Cocktail sans alcool

Pour trinquer entre amis ou sublimer une assiette gastronomique, l’alcool n’est plus une figure imposée. Sommeliers, barmans et chefs de cuisine rivalisent de créativité pour proposer de délicates boissons qui offrent le flacon sans l’ivresse!

Il fut un temps où l’on nous promettait que sans alcool, la fête était plus folle. Qu’un Canada Dry pouvait avoir le goût et la couleur d’un Dry sans pour autant être source de lendemains qui déchantent. Expériences faites, le plaisir était rarement au rendez-vous.
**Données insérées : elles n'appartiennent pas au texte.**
PR #512, opened 2019-07-30
Enhance model control to try loading model dependencies for ensemble

GuanLuo:


src/core/model_repository_manager.h
```diff
@@ -165,6 +165,24 @@ class ModelRepositoryManager {
...
+  /// \param models The set of models to be polled
+  /// \param added The names of the models added to the repository.
+  /// \param deleted The names of the models removed from the repository.
+  /// \param modified The names of the models remaining in the
+  /// repository that have been changed.
+  /// \param unmodified The names of the models remaining in the
+  /// repository that have not changed.
+  /// \param updated_infos The model infos retrieved from the poll.
+  /// \return The error status.
+  Status PollModels(
```
deadeyegoodwin: The different between Poll and PollModels is not clear. Perhaps the functions just need better names, or perhaps there is some refactoring to avoid such similar functionality?

PR #526, opened 2019-08-05
Enhance ensemble scheduler to reshape tensors and to adjust batch size between batchable and non-batchable models

GuanLuo:


deadeyegoodwin:
@GuanLuo Did you try this on Boris' case?

GuanLuo:
No, will try it now.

Mais, voici que, depuis quelques mois, l’univers des boissons sans alcool a opéré une petite révolution. A l’heure des nouvelles habitudes alimentaires et des restrictions multiples, dans le verre comme dans l’assiette, on allège! Comme nombre de pays occidentaux, qui voient leur consommation d’alcool baisser, la Suisse met aussi de l’eau dans son vin. Pas question pour autant de renoncer au plaisir: L’offre «nolo» (pour No Alcohol) se fait de plus en plus attractive! Le site ivredeplaisir.ch, lancé en juillet dernier par Luca Santos, en est la parfaite illustration:

Sur cette plateforme d’e-commerce, le Neuchâtelois propose une cinquantaine de références dénuées d’éthanol. «C’est lorsque j’ai moi-même décidé d’arrêter de boire de l’alcool que je me suis rendu compte que les propositions qu’on me faisait n’étaient pas folichonnes. J’ai fait des recherches qui m’ont montré que l’offre et l’assortiment se sont considérablement améliorés. On est en présence de boissons qui sont conçues en amont pour exister sans alcool, non de produits classiques désalcoolisés». Toute la différence tient à cette approche. Pour sa Placebo, la Brasserie Docteur Gab’s travaille avec des levures spéciales qui dégagent moins d’alcool lors de la fermentation. Pernod Ricard propose, avec son Cerder’s, une boisson à base de plantes aromatiques typiques du gin, franchement bluffante.

Les as du cocktail s’y mettent aussi

Autant de nouvelles boissons qui ouvrent le champ des possibles pour la mixologie. Victor Topart, barman du Crapule Club à Fribourg et barkeeper of the year 2021, le confirme. «Je pense que nous sommes à l’aube d’une autre façon de consommer. Les grandes marques investissent. On a désormais accès à des produits de qualité qui nous permettent de travailler avec un haut niveau de complexité.»


Si du côté des shakers, l’absence d’alcool n’est plus un frein à la créativité et au goût, il en va de même avec la gastronomie. Initié dans les pays scandinaves, où la culture viticole est beaucoup moins prégnante, sublimé par des chefs comme René Redzepi, chantre de la fermentation dans son restaurant Le Noma à Copenhague, le «pairing» sans alcool vient bousculer les habitudes.

C’est ainsi que la cheffe française multi-étoilée Anne-Sophie Pic a élaboré de délicats accords mets- boissons sans alcool avec sa sommelière exécutive Paz Levinson, pour son menu unique. Ici, l’huître se marie avec un thé Sencha Cold Brew; son célèbre berlingot avec un kombucha de lemongrass; son saint-marcellin avec un mélilot clarifié et son vacherin à la poire avec un jus de coin Retter. Une démarche évidente pour l’Argentine élue meilleure sommelière des Amériques en 2015: «L’expérience doit être aussi excellente pour une personne qui veut consommer de l’alcool que pour celle qui ne le souhaite pas.»


La recherche de ce nouvel équilibre fait brainstormer cuisiniers, pâtissiers et sommeliers dans une même quête de complexité gastronomique, à l’instar de Nicolas Darnauguilhem, chef de la Pinte des Mossettes à Cerniat (FR): «L’élaboration de la boisson se fait en même temps que celle du plat. Parfois, elle va dans son sens, d’autres fois elle va lui apporter un vrai plus… En ce moment, avec un plat à base de caviar et de crevettes, nous proposons un distillat de shiso qui se présente comme une boisson très cristalline, très pure, comme une vodka.»


De nouveaux plaisirs à consommer sans modération? Le dry january peut commencer tout de suite!